Items from a dataset
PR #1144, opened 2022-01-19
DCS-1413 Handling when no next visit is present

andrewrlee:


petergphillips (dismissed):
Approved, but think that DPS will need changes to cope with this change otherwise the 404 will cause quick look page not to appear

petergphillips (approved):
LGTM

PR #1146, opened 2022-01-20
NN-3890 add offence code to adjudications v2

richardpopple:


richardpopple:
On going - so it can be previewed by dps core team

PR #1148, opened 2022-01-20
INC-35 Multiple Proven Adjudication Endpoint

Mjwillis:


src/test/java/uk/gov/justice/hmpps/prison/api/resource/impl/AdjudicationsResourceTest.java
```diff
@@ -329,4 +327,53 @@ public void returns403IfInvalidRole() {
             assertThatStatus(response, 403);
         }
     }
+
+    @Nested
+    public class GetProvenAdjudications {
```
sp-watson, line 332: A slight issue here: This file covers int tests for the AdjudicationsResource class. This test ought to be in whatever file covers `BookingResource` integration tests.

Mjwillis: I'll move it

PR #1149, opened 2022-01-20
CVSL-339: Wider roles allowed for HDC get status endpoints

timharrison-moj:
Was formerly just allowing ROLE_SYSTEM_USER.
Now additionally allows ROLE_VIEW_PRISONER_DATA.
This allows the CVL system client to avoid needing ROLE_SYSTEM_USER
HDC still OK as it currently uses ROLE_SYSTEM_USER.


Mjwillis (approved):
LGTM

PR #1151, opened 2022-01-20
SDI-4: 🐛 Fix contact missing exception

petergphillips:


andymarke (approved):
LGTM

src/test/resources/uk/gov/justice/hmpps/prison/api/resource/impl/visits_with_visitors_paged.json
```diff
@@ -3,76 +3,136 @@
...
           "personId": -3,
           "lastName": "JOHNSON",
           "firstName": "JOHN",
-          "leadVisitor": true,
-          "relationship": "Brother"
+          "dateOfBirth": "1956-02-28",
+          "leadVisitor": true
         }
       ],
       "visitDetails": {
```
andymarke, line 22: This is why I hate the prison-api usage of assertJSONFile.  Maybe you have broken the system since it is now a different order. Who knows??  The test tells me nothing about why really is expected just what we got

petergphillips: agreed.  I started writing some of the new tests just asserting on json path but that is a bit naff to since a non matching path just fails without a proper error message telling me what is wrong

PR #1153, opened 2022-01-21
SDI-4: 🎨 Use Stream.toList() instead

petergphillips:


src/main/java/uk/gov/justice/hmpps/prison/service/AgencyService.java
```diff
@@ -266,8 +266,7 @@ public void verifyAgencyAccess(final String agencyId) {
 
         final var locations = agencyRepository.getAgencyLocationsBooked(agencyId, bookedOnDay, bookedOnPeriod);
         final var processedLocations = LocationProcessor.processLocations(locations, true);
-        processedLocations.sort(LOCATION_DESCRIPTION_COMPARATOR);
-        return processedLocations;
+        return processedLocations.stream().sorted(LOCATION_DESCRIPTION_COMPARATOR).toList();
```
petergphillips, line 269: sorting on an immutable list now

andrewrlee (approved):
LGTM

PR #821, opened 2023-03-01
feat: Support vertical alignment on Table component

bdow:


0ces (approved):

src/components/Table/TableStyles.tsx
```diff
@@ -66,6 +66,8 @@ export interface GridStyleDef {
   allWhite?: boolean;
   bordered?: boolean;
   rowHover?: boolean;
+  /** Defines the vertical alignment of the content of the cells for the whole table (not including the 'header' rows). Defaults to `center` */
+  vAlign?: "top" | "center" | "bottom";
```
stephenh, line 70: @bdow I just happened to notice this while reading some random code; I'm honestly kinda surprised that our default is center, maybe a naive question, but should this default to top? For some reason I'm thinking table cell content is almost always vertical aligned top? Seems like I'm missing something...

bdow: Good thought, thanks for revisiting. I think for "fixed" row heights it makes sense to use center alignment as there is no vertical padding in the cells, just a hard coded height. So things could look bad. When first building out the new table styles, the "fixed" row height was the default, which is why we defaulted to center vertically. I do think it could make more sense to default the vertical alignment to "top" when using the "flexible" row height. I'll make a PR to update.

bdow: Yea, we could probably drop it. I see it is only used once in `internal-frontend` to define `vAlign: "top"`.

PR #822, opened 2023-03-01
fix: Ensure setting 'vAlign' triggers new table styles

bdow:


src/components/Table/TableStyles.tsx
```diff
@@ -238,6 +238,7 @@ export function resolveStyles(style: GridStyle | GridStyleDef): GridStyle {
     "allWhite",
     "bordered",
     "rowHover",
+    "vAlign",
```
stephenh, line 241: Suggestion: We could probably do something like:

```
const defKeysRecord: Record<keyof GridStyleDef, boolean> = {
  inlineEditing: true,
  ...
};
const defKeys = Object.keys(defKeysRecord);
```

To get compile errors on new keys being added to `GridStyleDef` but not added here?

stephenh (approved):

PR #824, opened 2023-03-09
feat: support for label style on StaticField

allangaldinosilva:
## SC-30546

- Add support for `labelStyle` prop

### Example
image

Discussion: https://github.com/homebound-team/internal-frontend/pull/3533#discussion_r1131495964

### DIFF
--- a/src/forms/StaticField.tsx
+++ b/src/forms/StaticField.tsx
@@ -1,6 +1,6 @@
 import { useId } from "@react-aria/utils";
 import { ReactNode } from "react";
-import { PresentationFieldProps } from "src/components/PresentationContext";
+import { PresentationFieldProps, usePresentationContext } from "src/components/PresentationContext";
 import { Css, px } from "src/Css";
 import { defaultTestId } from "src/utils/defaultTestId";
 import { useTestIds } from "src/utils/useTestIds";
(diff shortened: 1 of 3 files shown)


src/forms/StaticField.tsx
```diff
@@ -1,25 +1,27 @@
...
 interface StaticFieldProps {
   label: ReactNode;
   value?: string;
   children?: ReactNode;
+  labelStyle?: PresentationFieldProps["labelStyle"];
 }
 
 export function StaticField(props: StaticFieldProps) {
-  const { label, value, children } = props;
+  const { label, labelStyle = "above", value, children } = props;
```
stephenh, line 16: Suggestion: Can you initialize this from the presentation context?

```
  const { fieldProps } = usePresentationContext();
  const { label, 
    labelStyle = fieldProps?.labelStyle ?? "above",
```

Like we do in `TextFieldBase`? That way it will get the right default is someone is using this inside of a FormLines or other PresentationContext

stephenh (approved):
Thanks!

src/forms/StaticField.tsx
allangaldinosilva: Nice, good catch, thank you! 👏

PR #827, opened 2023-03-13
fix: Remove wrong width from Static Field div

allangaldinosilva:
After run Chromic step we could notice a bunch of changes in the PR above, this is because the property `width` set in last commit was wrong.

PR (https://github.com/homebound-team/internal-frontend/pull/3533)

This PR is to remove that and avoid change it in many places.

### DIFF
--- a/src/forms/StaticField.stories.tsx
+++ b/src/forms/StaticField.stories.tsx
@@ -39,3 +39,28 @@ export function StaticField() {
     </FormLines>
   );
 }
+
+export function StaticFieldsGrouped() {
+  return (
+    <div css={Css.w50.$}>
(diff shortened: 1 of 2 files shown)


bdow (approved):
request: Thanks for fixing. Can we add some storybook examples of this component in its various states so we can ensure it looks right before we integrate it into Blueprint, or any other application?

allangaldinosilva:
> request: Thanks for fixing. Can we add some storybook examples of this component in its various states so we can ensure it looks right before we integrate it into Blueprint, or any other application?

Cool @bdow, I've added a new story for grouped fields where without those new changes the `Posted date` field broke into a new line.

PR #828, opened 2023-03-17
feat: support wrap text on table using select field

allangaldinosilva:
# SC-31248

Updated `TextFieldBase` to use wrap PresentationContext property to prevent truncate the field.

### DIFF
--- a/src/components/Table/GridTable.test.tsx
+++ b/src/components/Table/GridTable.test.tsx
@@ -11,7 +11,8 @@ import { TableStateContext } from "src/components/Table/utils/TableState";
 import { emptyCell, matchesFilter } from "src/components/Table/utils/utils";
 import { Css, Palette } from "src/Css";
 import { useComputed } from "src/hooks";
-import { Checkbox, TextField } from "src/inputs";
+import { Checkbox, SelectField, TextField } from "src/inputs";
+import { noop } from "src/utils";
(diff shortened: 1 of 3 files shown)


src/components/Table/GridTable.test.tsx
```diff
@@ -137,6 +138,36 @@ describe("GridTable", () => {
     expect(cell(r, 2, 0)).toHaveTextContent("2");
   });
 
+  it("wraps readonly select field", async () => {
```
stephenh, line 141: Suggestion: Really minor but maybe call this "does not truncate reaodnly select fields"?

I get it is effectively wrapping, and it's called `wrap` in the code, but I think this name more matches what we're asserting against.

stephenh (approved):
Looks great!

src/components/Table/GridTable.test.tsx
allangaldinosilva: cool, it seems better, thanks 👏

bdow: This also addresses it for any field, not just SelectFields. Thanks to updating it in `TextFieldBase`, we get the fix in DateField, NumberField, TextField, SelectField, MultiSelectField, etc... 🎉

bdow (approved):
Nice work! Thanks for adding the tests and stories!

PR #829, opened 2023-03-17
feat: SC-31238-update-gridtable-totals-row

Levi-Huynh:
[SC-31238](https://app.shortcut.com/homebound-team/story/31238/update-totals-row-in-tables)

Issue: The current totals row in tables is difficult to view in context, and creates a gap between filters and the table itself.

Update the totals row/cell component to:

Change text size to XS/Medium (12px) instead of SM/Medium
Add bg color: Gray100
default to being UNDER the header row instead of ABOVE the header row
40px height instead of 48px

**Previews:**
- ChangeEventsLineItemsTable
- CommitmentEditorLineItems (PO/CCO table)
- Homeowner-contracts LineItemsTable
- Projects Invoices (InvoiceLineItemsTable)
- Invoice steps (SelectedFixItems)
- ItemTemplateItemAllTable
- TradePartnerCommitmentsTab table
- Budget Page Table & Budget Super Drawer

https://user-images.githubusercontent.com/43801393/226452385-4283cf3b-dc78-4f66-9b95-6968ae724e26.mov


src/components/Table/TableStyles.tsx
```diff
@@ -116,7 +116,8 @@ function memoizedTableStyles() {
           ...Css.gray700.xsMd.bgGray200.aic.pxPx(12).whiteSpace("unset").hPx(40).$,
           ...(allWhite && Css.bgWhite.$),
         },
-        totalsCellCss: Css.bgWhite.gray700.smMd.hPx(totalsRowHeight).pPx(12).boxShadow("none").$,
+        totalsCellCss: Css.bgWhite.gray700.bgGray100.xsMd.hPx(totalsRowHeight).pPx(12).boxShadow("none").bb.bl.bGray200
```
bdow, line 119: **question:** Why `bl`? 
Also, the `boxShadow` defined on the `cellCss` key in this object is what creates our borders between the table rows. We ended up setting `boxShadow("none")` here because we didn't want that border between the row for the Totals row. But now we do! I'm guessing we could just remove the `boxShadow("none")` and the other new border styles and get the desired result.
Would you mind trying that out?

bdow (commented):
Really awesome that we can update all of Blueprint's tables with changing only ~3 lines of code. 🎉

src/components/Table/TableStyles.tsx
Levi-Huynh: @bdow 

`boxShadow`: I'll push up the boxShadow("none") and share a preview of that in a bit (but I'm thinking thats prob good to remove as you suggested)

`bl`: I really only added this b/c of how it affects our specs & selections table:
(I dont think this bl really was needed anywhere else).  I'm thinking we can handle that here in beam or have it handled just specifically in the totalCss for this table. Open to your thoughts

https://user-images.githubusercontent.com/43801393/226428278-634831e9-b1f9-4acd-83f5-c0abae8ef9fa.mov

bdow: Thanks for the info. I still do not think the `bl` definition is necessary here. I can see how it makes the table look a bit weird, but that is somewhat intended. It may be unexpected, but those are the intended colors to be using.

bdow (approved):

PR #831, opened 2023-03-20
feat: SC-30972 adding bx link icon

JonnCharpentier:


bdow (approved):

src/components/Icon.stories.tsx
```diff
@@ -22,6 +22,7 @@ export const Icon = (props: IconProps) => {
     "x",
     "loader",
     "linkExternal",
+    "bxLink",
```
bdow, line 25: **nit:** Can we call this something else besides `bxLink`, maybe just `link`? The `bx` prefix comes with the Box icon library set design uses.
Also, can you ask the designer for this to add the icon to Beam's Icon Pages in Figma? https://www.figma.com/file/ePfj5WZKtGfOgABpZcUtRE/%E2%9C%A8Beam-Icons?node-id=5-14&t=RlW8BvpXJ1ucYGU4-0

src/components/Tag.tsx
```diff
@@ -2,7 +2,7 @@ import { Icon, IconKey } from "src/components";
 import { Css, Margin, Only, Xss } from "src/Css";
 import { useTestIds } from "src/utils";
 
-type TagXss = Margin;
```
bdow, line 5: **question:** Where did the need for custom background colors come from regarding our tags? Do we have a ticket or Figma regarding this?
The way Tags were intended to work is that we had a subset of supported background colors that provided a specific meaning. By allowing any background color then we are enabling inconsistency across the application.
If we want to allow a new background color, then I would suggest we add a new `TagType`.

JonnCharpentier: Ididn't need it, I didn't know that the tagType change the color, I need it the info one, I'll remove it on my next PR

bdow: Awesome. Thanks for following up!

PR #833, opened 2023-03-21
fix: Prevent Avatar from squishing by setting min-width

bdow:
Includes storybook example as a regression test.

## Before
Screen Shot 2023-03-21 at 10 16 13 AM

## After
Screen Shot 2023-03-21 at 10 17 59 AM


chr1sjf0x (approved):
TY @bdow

==

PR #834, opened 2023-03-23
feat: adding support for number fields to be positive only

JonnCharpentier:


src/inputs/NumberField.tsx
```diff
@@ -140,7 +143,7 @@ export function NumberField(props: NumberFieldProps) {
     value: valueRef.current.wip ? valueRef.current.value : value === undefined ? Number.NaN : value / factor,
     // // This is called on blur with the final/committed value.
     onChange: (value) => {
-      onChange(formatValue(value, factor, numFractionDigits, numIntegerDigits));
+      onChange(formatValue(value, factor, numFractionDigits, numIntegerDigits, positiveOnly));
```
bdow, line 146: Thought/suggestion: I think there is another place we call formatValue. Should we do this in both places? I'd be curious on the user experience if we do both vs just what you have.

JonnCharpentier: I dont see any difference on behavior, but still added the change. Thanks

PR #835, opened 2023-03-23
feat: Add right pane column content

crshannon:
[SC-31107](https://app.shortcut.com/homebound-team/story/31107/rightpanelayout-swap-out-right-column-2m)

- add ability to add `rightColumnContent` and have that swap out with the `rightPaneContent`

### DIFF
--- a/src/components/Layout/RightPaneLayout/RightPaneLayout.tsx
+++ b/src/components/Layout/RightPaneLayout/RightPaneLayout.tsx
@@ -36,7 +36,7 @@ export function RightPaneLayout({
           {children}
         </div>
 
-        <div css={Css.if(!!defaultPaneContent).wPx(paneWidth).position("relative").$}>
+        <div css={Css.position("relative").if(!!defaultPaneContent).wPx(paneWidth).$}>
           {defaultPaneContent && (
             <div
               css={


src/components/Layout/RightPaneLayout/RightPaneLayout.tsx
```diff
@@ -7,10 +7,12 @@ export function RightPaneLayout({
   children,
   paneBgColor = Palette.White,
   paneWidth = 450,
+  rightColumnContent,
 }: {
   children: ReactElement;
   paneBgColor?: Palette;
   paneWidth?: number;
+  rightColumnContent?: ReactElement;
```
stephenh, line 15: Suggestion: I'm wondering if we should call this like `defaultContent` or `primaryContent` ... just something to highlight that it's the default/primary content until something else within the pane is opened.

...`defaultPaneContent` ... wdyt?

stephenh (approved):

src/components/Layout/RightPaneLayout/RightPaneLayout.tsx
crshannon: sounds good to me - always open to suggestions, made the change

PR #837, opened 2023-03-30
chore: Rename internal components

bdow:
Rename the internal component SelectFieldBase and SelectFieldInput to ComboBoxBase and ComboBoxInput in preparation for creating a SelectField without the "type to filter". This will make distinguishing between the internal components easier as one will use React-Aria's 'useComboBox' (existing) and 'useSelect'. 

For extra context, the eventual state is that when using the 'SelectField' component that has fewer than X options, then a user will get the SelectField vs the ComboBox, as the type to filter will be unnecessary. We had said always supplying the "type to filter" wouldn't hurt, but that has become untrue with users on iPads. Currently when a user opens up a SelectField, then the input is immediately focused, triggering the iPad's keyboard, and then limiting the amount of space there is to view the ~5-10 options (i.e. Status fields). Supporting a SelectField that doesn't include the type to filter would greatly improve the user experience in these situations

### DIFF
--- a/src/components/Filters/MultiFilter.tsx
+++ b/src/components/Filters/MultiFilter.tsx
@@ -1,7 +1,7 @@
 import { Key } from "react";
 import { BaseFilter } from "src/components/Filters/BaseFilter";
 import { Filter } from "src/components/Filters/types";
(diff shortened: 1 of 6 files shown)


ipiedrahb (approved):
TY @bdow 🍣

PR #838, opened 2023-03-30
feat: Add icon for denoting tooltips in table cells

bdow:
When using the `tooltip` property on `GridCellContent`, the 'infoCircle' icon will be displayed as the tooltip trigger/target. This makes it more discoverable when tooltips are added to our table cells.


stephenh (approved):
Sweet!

**What needs to be done:** Copy every line in the entries above that has the string "inputs" in it.

**Solution to this problem:**
-import { Checkbox, TextField } from "src/inputs";
+import { Checkbox, SelectField, TextField } from "src/inputs";
src/inputs/NumberField.tsx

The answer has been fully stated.